What you are asked to do: With the first line below as the start and the line containing "- The model returns" as the end, copy every line between them exactly, ends included.

Collected data entries
----

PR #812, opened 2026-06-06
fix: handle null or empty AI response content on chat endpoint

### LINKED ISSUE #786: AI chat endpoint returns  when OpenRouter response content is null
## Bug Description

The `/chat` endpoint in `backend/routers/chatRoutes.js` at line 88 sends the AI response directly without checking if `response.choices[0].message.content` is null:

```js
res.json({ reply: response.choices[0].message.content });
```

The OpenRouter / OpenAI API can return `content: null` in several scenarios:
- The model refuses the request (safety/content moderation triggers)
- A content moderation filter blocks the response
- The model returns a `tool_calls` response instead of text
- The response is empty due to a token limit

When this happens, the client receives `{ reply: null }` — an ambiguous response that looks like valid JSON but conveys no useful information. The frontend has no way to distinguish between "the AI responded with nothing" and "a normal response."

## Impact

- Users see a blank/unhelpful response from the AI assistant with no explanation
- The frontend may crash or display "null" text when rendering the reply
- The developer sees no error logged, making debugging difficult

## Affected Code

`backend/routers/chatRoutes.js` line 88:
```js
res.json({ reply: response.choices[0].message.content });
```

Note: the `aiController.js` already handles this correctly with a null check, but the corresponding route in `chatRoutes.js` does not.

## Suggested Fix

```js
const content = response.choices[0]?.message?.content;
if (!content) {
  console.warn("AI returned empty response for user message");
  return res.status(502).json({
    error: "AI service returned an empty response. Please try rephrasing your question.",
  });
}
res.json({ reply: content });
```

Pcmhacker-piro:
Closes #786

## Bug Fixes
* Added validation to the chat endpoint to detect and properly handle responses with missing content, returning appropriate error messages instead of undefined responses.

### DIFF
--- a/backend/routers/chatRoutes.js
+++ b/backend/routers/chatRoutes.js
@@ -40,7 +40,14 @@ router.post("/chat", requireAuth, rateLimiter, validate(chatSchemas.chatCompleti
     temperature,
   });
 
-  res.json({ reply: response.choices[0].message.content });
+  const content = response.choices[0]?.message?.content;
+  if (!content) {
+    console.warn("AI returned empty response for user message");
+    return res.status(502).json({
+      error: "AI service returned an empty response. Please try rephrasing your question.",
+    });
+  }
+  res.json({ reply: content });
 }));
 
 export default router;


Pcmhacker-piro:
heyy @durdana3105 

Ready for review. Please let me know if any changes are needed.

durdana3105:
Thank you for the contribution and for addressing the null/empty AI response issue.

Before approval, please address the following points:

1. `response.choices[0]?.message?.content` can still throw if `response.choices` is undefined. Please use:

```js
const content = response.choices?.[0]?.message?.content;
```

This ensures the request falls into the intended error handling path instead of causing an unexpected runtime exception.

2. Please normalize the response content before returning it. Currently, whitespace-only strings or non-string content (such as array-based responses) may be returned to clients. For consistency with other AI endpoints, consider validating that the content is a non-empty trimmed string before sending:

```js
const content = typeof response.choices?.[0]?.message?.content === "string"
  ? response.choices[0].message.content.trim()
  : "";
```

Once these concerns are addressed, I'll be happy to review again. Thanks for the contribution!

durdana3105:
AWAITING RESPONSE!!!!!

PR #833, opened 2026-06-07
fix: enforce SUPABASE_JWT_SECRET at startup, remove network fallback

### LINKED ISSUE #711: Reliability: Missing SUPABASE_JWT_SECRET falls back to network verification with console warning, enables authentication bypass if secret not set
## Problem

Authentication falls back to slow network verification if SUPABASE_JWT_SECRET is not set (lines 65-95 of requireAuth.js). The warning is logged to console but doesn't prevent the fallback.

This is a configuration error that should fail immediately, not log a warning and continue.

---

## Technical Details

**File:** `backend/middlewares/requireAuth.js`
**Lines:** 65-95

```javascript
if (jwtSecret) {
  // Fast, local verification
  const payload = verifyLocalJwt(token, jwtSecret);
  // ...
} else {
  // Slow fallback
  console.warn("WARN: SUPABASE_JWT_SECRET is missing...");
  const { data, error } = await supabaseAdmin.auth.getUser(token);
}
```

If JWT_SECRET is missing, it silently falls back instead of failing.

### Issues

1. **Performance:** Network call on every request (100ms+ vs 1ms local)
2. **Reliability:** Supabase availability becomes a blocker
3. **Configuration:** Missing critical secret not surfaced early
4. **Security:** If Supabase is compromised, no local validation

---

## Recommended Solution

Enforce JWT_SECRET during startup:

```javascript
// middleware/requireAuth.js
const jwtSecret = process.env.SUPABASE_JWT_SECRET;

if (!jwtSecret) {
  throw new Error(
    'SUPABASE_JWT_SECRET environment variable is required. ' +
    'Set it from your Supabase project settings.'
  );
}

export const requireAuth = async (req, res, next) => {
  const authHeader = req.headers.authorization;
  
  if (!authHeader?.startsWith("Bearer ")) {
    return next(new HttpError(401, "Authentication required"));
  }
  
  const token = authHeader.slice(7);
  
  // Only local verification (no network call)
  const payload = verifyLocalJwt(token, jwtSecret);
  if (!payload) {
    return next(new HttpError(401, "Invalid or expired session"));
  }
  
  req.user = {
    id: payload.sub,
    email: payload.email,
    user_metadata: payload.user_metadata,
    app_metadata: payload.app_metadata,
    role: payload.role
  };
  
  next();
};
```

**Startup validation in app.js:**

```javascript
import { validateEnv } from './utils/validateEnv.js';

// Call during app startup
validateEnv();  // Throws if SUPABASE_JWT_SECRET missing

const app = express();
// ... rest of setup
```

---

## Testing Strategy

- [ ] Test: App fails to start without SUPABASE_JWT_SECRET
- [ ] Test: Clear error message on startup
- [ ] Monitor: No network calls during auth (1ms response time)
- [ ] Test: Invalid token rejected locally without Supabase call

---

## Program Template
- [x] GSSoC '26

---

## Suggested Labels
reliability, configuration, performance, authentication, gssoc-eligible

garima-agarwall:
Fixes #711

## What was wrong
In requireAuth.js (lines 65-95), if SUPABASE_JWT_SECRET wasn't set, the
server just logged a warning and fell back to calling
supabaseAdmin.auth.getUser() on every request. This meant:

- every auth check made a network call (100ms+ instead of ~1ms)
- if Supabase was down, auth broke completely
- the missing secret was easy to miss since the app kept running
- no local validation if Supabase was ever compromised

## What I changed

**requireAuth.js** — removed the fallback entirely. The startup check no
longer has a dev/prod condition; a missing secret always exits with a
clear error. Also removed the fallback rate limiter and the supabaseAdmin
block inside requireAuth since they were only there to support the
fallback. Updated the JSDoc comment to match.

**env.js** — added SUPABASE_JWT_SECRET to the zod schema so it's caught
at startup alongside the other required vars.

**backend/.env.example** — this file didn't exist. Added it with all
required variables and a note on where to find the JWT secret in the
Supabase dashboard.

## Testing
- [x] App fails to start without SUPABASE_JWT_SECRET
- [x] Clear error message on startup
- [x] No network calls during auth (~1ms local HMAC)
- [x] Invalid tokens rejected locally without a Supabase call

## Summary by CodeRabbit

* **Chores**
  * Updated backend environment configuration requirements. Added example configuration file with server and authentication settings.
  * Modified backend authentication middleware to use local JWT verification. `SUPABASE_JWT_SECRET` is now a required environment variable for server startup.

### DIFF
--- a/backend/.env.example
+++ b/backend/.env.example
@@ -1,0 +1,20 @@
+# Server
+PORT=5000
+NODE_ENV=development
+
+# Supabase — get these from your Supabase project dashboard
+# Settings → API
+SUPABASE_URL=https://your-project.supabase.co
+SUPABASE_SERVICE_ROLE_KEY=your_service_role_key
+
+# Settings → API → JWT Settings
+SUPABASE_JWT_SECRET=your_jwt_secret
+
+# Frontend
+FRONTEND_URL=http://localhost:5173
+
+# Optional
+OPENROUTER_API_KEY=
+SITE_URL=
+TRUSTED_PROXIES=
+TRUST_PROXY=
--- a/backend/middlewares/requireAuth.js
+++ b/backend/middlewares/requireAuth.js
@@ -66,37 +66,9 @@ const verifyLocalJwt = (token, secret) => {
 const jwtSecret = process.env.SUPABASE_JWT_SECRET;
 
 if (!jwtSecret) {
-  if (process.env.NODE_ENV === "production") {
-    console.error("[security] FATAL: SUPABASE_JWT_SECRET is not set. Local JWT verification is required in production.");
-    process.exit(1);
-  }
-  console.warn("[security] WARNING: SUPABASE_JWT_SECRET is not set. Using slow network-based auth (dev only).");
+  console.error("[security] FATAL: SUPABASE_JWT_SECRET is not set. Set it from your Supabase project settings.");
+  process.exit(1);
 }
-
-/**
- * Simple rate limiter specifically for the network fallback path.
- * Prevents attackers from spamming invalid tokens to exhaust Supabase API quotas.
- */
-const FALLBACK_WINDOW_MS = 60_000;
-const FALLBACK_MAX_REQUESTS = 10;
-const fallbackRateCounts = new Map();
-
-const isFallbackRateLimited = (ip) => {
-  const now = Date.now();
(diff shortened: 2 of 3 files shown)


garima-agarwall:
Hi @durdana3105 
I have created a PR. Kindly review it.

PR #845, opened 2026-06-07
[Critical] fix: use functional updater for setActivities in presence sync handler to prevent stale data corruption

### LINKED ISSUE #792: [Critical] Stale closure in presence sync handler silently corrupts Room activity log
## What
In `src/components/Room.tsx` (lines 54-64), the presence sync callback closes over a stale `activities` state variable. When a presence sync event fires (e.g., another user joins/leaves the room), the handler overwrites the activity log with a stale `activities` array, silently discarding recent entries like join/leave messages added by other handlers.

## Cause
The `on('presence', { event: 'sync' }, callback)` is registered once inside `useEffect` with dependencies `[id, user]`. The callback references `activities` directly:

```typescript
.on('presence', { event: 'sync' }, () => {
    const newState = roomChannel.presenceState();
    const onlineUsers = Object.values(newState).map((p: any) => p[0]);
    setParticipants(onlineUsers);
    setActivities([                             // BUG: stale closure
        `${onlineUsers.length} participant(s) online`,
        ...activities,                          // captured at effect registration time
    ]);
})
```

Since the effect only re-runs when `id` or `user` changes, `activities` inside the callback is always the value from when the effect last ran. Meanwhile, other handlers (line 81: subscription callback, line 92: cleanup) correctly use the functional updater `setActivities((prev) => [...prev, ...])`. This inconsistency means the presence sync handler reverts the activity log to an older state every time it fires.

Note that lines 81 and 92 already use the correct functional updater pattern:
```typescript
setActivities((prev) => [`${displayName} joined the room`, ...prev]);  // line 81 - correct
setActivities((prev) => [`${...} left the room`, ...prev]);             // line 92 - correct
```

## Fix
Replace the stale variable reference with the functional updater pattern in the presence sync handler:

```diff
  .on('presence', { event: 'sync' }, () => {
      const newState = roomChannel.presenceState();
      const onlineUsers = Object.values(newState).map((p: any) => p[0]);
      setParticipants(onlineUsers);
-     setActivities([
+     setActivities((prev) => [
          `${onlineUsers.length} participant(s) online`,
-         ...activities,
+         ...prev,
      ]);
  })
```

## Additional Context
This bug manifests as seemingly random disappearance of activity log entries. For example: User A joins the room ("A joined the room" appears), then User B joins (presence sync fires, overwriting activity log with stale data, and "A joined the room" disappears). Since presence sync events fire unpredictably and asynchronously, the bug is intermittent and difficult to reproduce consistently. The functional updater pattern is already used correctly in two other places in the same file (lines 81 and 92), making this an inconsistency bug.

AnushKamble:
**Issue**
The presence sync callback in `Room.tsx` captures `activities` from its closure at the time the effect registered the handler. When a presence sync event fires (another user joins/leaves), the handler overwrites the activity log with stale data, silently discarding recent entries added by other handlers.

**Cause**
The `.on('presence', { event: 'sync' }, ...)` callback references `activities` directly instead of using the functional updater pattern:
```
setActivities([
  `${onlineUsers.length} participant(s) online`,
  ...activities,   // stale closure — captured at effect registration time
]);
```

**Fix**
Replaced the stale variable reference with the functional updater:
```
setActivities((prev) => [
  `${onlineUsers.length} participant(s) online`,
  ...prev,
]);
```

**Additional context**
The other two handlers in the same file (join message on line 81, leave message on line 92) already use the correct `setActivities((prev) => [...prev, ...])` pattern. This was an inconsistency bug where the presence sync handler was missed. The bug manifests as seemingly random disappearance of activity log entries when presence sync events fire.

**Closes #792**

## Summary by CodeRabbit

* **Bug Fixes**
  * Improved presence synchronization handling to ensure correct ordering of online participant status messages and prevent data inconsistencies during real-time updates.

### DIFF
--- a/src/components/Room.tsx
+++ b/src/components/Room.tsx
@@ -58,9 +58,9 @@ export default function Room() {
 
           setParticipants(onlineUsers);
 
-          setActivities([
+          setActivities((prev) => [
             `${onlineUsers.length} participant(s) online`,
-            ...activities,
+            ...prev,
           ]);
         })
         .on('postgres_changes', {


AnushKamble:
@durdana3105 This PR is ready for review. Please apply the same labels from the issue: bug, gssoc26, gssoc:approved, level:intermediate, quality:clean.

----

Answer to this exercise:
PR #812, opened 2026-06-06
fix: handle null or empty AI response content on chat endpoint

### LINKED ISSUE #786: AI chat endpoint returns  when OpenRouter response content is null
## Bug Description

The `/chat` endpoint in `backend/routers/chatRoutes.js` at line 88 sends the AI response directly without checking if `response.choices[0].message.content` is null:

```js
res.json({ reply: response.choices[0].message.content });
```

The OpenRouter / OpenAI API can return `content: null` in several scenarios:
- The model refuses the request (safety/content moderation triggers)
- A content moderation filter blocks the response
- The model returns a `tool_calls` response instead of text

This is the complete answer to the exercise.